秦守山正想着,忽然聽王程說道:“等到了城破的那一日,我一定自己跑到亂墳崗去自殺。這些西虜聽說都虔誠的信奉天方教,每天要做五次祈禱,甚至早上開始攻城前也要祈禱一次。而天方教就是個狗屁宗教,誰知道有什麼邪門歪道,會拿我的屍體怎麼泄憤。我自己跑到亂墳崗自殺,就省的他們折辱我的屍體了。他們總不會有興趣到亂墳崗刨墳吧。”
“這可說不準,誰知道這些西邊來的畜生能做出什麼來。我說你不如死前在周圍擺放一圈豬肉。天方教的人不吃豬肉,還認爲豬肉特別骯髒,見到你身旁都是豬肉估計就算一開始想折辱你的屍體也一臉嫌惡的掉頭就走。”有人還開起了這樣的玩笑。
“這樣也不錯,但是現在城內牛羊馬不少,一頭豬也沒有啊,我想要豬肉也得不到。”王程竟然還認真的思考起來。
衆人哈哈大笑起來,其中一人正打算再說什麼,忽然聽秦守山大叫一聲,說道:“我有辦法多守幾日了。”
“什麼!秦千戶,你想到什麼辦法了?”衆人急忙問道。
“呵呵,天機不可泄露。”秦守山還賣起了官司。
又過兩日六月初七一早,西虜又開始按部就班的攻城,但明軍的防守卻稀疏許多。庫樂見狀又想帶兵猛攻,但馬上想到了自己之前被手雷炸的七葷八素那一次,害怕明軍又安排了什麼詭計,所以並不理睬,只是依照章程打仗。

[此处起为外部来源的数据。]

PR #1681, opened 2026-07-16
Create the DB file on `database create`; error on wrong-database reads instead of serving the active DB

mstomar125:
## Summary

Two round-1 daemon findings on the multi-database (ADR-053) path:

1. **`database create` never created the DB file.** `DatabaseManager::create()` registered the database in the registry but never created/opened the SQLite file, so a freshly-"created" database 500'd on first use. `create()` now creates and opens the file *before* registering, and rolls the registry entry back if the open fails. `register()` now errors when the target file is absent instead of silently registering a phantom.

但即使依照章程打仗也比平時快了許多,很快就有人攻上城頭,與明軍戰在一處。
庫樂雖然謹慎,但見到明軍抵抗的很激烈,不可能有什麼埋伏,也帶領所部將士衝上城頭與大明將士搏殺起來。
隨後秦守山帶領援兵趕來救援,要將攻上城頭的西虜壓回去,但西虜這次也拼了老命,要打下鐵門關城,即使不停的有人被殺也絲毫不退,後面的援兵也不斷衝上城頭。

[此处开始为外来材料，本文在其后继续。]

PR #1682, opened 2026-07-17
Pin the pane's daemon-reconnect rehydration by mounting the real component

mstomar125:
## Summary

Round-1 fix validation turned up a real coverage gap on the journal-hydration fix.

秦守山見狀,忽然從腰間拿出一支箭,張弓將箭搭在上面,用蒙古話大聲喊道:“我有佛祖保佑,射出此箭,中者必異!”隨即一箭射出正中一人。他身旁數名將士也張弓搭箭,射中幾人,同時用蒙古語高聲喊道:“我們有佛祖保佑,射出此箭,中者必異!”
被派來攻打鐵門關城的撒馬爾罕國士兵除了兩千人是帖木兒手下的主力外,其它的都是從巴爾喀什湖附近徵召的牧民,其中有很多混血,也都懂蒙古話。他們一開始聽到這聲呼喊還不以爲意,但卻詫異的見到被這二十多支箭射中的人傷口迅速潰爛,大爲驚恐。

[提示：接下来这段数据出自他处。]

PR #1683, opened 2026-07-17
Poll daemon-status steady-state so a mid-session restart re-fires onDaemonReconnect (#1678)

mstomar125:
## Summary
Fixes #1678. The shared daemon-status service fans a reconnect signal to every daemon-dependent store (schemas, collections, children-tree, pane hydration) via `onDaemonReconnect`, fired on a not-healthy → healthy transition. That signal was reliable for the **initial** boot, but a **mid-session daemon restart** emitted nothing: all `daemon-status` emit sites live in the backend's one-shot startup task (`src-tauri/src/lib.rs`), so a daemon that dies and is relaunched while the app is running pushes no `healthy` event and no consumer retries — a wedged pane/store stays wedged until an app restart.

## Fix
Add a low-frequency steady-state poll of `check_daemon_status` (which probes the socket live each call) in `daemon-status.ts`, started after the listener wires up. A `healthy → not_running → healthy` cycle is now observed and `applyStatus` re-fires `onDaemonReconnect`. Reconnect callbacks fire only on the not-healthy → healthy edge, so steady healthy polls are no-ops. Also adds `stopDaemonStatusListener` (test teardown; production never calls it) and `.unref()`s the interval so it can't keep a process alive on its own.

## Why it matters for #1672
This closes one of the two plausible root causes of the journal "Loading…" hang: the case where the daemon's `healthy` transition is never *observed* by the frontend (the push fires before the webview registers its listener, and the single pull-on-subscribe caught `starting`), so the pane's `onDaemonReconnect` retry never runs. With the steady-state poll the daemon is re-observed and the pane self-heals.

## Tests
- `re-probes daemon health on a steady-state interval after start`
- `re-fires onDaemonReconnect when a steady-state poll observes a healthy → not_running → healthy restart` (the #1678 scenario, driven purely by the poll — no push)
- Full daemon-status suite 16/16; pre-push gate green (test:all + cargo build + e2e).

Relates: #1672, #1644, #1677.

### DIFF
--- a/packages/desktop-app/src/lib/services/daemon-status.ts
+++ b/packages/desktop-app/src/lib/services/daemon-status.ts
@@ -35,6 +35,19 @@ const log = createLogger('DaemonStatus');
 /** How long to show a "connecting" banner before any status is known. */
 const CONNECTING_GRACE_PERIOD_MS = 1500;
 
+/**
+ * How often to re-probe daemon health once the listener is running.
+ *
+ * The backend pushes `daemon-status` only from its one-shot startup task, so a
+ * daemon that dies and is relaunched mid-session emits nothing — every
+ * reconnect consumer would stay wedged until an app restart. A low-frequency
+ * pull observes the `healthy → not_running → healthy` cycle so `applyStatus`
+ * re-fires `onDaemonReconnect`. Kept slow because the only work on a steady
+ * healthy poll is a cheap socket probe; the reconnect callbacks fire only on
+ * the not-healthy → healthy edge, never on repeated healthy polls.
+ */
+const STEADY_STATE_POLL_MS = 15000;
+
 export interface DaemonStatusState {
   /** True until the first status is known or the grace period elapses. */
   connecting: boolean;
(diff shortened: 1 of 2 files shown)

他們都是虔誠的天方教徒,可見到此景也不由得嘀咕起來。對他們來說,雖然佛教的神都是僞神,但僞神只代表是邪惡的,不代表沒有法力。一想到正在搏殺的這些人都被邪惡的神所保佑,而真神卻並未顯露出保佑他們的態度,他們一時間士氣大跌,被明軍殺得連連後退。
正好此時忽然下起了雨,雖然不大但弓箭難以使用,庫樂不得不下令退兵。
秦守山見西虜退兵,鬆了口氣;又因爲下雨,返回自己的住所去洗澡。王程對剛纔那番情形非常好奇,可秦守山能夠現在就回去,自己不成。只能留在城頭處置剩下的事情。
雨下的越發大了。在大雨中活動總是不那麼方便,王程花了很長時間纔將城頭的屍首都處置了,能回收的箭矢等也都回收完畢,這才留下幾個哨兵,讓其它的將士在箭樓內避雨但時刻注意外面的情形,自己匆忙下城要去找秦守山問個明白。
半路上他遇到秦守山,剛想出言,就聽秦守山說道:“快,將你的部下集合起來!”